RMIT’s rover software system diagram, the product of many iterations
Each component inside the Jetson, except for the Command and OS components, functions in a similar environment. With their startup, command input/output and monitoring managed by the central Command component, which has access to the serial link or rover bus. The system is arranged like this to allow each of the managed components to be isolated, and hence developed independently of the hardware and each other. To further remove interdependence of components, only native Linux methods of inter-process communication are used. Such as memory mapped files and stdin/stdout. This allows different languages and libraries to be used for each component without anyone having to make allowances in their component for features or libraries that may not be available in other components.
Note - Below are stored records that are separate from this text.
Issue #444, opened 2018-07-12
Support rest.action.multi.allow_explicit_index: false


dcrn:
When using the Elasticsearch Service on AWS, we have the ability to control user access depending on the index. This allows several services to utilize the same ES server without the possibility of one modifying data in the wrong index.

However, fluent-plugin-elasticsearch uses the `_bulk` endpoint without any index specified. Allowing one user to use the _bulk endpoint also gives them permissions to modify any index (as the index is specified in the request data), unless `rest.action.multi.allow_explicit_index` is set to `false`.

Setting the ElasticSearch configuration `rest.action.multi.allow_explicit_index` to `false` adds a requirement that the indices specified in the request data must match the index in the URL, e.g. `/{index}/{type}/_bulk`. After testing, it seems that it is currently not supported in fluent-plugin-elasticsearch. It would be great to have, especially for AWS users.

#### Using Fluentd and ES plugin versions

* OS version: Amazon Linux 2
* Fluentd v1.2.2
* ES plugin 2.10.3
* ES version: 6.2

cosmo0920:
I'm not familiar with AWS Elasticsearch Searvice.
Can ES plugin connect to this service?
If not so, this issue should be reported in https://github.com/atomita/fluent-plugin-aws-elasticsearch-service.

badyli:
We're using a simple proxy to add necessary headers, so you should treat it as normal ES instance (tested and no problems here).

Problem is, as described, the address of the endpoint. If we want to make our instance slighlty more secure we can use access policies to limit which index user can access. Currently the ES plugin is using main _bulk endpoint, e.g. ```http://localhost:9200/_bulk```. If the ```rest.action.multi.allow_explicit_index``` is set to ```false``` this action will fail. 
On the other hand, if the index operations in _bulk request always use the same index endpoint it should be possible to form the URL with index ```http://localhost:9200/_myindex/_bulk``` and process the operation without failing.

dcrn:
The proxy described above: https://github.com/abutaha/aws-es-proxy
This handles all of the authentication required for the AWS Elasticsearch Service, and essentially gives us a standard Elasticsearch endpoint.

cosmo0920:
fluent-plugin-elasticsearch does not use bulk URL explicitly.
So, you can send this feature request into [elasticsearch-ruby](https://github.com/elastic/elasticsearch-ruby).
Thanks.

dcrn:
[...]

PR #450, opened 2018-07-26
Add an option `include_index_in_url` to allow URL-based conrtrols

fujimotos:
This patch is the first cut at fixing the issue #444.

### What's this option all about?

This option tells Fluentd to manifest the name of the target index in
the request URL (rather than in the request body). For example:

    POST /logstash-20180501/_bulk

And without this option, Fluentd just uses the general endpoint:

    POST /_bulk

We need this option in order to enforce URL-based access controls on
Elasticsearch endpoints. For details, read the following article:

https://www.elastic.co/guide/en/elasticsearch/reference/1.5/url-access-control.html

### Checklist

- [x] tests added
- [x] tests passing
- [x] backward compatible

### DIFF
--- a/test/plugin/test_out_elasticsearch_dynamic.rb
+++ b/test/plugin/test_out_elasticsearch_dynamic.rb
@@ -990,4 +990,18 @@ class ElasticsearchOutputDynamic < Test::Unit::TestCase
     end
     assert(index_cmds[0].has_key?("create"))
   end
+
+  def test_include_index_in_url
+    stub_elastic_ping
+    stub_elastic('http://localhost:9200/logstash-2018.01.01/_bulk')
+
+    driver.configure("index_name logstash-2018.01.01
+                      include_index_in_url true")
+    driver.run(default_tag: 'test') do
+      driver.feed(sample_record)
+    end
+
+    assert_equal(index_cmds.length, 2)
+    assert_equal(index_cmds.first['index']['_index'], nil)
+  end
 end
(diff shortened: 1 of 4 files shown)


test/plugin/test_out_elasticsearch_dynamic.rb
```diff
@@ -990,4 +990,18 @@ def test_create_should_write_create_op
...
+    stub_elastic('http://localhost:9200/logstash-2018.01.01/_bulk')
+
+    driver.configure("index_name logstash-2018.01.01
+                      include_index_in_url true")
+    driver.run(default_tag: 'test') do
+      driver.feed(sample_record)
+    end
+
+    assert_equal(index_cmds.length, 2)
+    assert_equal(index_cmds.first['index']['_index'], nil)
```
cosmo0920: :+1:

fujimotos:
**NOTE**

I did not include the implementation for the normal elasticsearch plugin in this patch,
in order to keep this pull request simple to review.

Since the normal plugin has much more complicated logic to handle bulk requests,
we need a lot more work to integrate `include_index_in_url` to the plugin. So the
resulting patch would become barely reviewable if we include the diff.

Also I'm suspecting that the user who originally requested this feature was primarily
thinking of the dynamic plugin. So possibly, we can close the issue #444 just by merging
this patch.

cosmo0920:
Thanks for the patch, @fujimotos !
It's a perfect PR!! :heart_eyes:

cosmo0920:
I've released this change as v2.11.3.

PR #451, opened 2018-07-26
Implement the `include_index_in_url` option for out_elasticsearch

fujimotos:
This is a sequel to the previous patch #450.

### What's this patch?

With this patch applied, you can use this option with the normal elasticsearch plugin.

The nasty thing here is that we cannot assume all events in a single
chunk share the same index name even under a non-dynamic plugin. Why?
Because Elasticsearch's index names usually contain a timestamp (e.g.
'logstash-2018.01.01') and these timestamps are generated from each
record's time field.

This is why we had to convert `bulk_message` into a hash, and do all
the work to get the other methods working fine with it.

(Original issue: #444)

### Checklist

- [x] tests added
- [x] tests passing
- [x] backward compatible

### DIFF
--- a/README.md
+++ b/README.md
@@ -620,8 +620,6 @@ content_type application/x-ndjson
 With this option set to true, Fluentd manifests the index name in the request URL (rather than in the request body).
 You can use this option to enforce an URL-based access control.
 
-This option is currently available only for `elasticsearch_dynamic`.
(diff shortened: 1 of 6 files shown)


cosmo0920:
I've released this change as v2.11.3.

PR #483, opened 2018-10-15
Avoid NoMethodError on unknown Elasticsearch error responses

Etsukata:
Current error handling can cause `NoMethodError` on unkown Elasticsearch
response because it assumes error responses include `type` or `reason`
members. But error responses of old Elasticsearch(1.X) can be just string.

Use `fetch('error', {})` so that it can avoid unrecoverable NoMethodError.

- [x] tests added
- [x] tests passing
- [-] README updated (if needed)
- [-] README Table of Contents updated (if needed)
- [x] History.md and `version` in gemspec are untouched
- [x] backward compatible
- [-] feature works in `elasticsearch_dynamic` (not required but recommended)

PR #487, opened 2018-10-16
Avoid NoMethodError on unknown Elasticsearch error responses

Etsukata:
Current error handling can cause `NoMethodError` on unkown Elasticsearch
response because it assumes error responses include `type` or `reason`
members. But error responses of old Elasticsearch(1.X) can be just string.

Use `fetch('error', {})` so that it can avoid unrecoverable NoMethodError.

- [x] tests added
- [x] tests passing
- [-] README updated (if needed)
- [-] README Table of Contents updated (if needed)
- [x] backward compatible
- [-] feature works in `elasticsearch_dynamic` (not required but recommended)

----

### Changes from https://github.com/uken/fluent-plugin-elasticsearch/pull/483

- Target branch changed / Rebased on `v0.12`


cosmo0920:
Thank you for your work! :+1:

cosmo0920:
I've released this change as v1.18.0.

Issue #506, opened 2018-11-26
Return statement ignores rollover setup when overwrite is true


jahmad-fareportal:
https://github.com/uken/fluent-plugin-elasticsearch/blob/573c39a757c2ef11449e327daa88f87e9961c4ee/lib/fluent/plugin/elasticsearch_index_template.rb#L76

cosmo0920:
Fill the issue template and write an issue description, please.

kumaravel29:
I will check on this and try fixing it.

cosmo0920:
Patch is merged. Closing.

PR #513, opened 2018-12-09
#506 Rollover index will be in effect in case of template overwrite also.

kumaravel29:
In case of template overwrite, the rollover settings were ignored. To handle this, the conditions have been modified. 
Reference - https://github.com/uken/fluent-plugin-elasticsearch/issues/506

(check all that apply)
- [x] tests added
- [ ] tests passing
- [ ] backward compatible


kumaravel29:
Thanks :)

cosmo0920:
I've released this change as 2.12.4.

PR #4, opened 2018-12-05
Returns GPS info in Photo::get response

hermzz:


anthosz:
Hello,

I just try and I have no gps datas in the informations of the photo:
image

I just try with & without exiftool: same issue

Best regards,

Read on for a further explanation of the various software solutions and how they are implemented.
Features
State Storage and Recovery
The components store their state in a particular location on disk with enough detail to allow them to finish a partially completed mission even if the power to the system is interrupted. The state file(s) is used to convey parameters to the component as well as to store those parameters if the system is interrupted. The file(s) are therefore managed by the command component, which also uses them to infer whether the component should be running or not on boot. There are two kinds of state that will be stored, state known at startup (probably arguments etc). And state generated by the program as it runs, such as a map of the surroundings. These two should be separated.
Component Monitoring
The Command component knows if each managed component is supposed to be running or not. And takes actions to restart the process if it exits or is detected to have failed. If a particular message is not observed in the stdout frequently enough the component will be assumed to have crashed/frozen/hung. (The watchdog message is currently “woof”). The actions the Command process takes to restart the others are progressive, with some of the components state being deleted if it fails again.
Forwarding Input and Output
Control of each managed process is done through stdin and stdout (no use for stderr yet), because this mechanism is common to all userspace processes (even on windows I think). The Command process functions almost as a shell for the ground station, with the purpose of the interface being to allow the state (and settings) of each managed component to be changed, even while they are running, and to allow output (usually debugging text) to be forwarded back to the ground station from a managed component. Internally there may be some information that needs to be moved from one process to another within the managed environment. It doesn’t really fit very well with the intended purpose of the Command process, but such a thing could easily be done. If the amount of information being exchanged is small. However larger bandwidth connections, such as video, should sort out their own IPC (eg memory mapped files).
Remote Development
Once the Managed components are working in isolation, testing and development will need to be done using the Jetson itself. This could be difficult for some who are physically far away from the Bundoora lab. To resolve this, the Jetson will be exposed to the internet so that team members can develop on it remotely. Using a cloud server to maintain a constant connection to the Jetson through the NAT of whatever network it’s in. Forwarding connections to servers like SSH, SFTP and some form of remote desktop.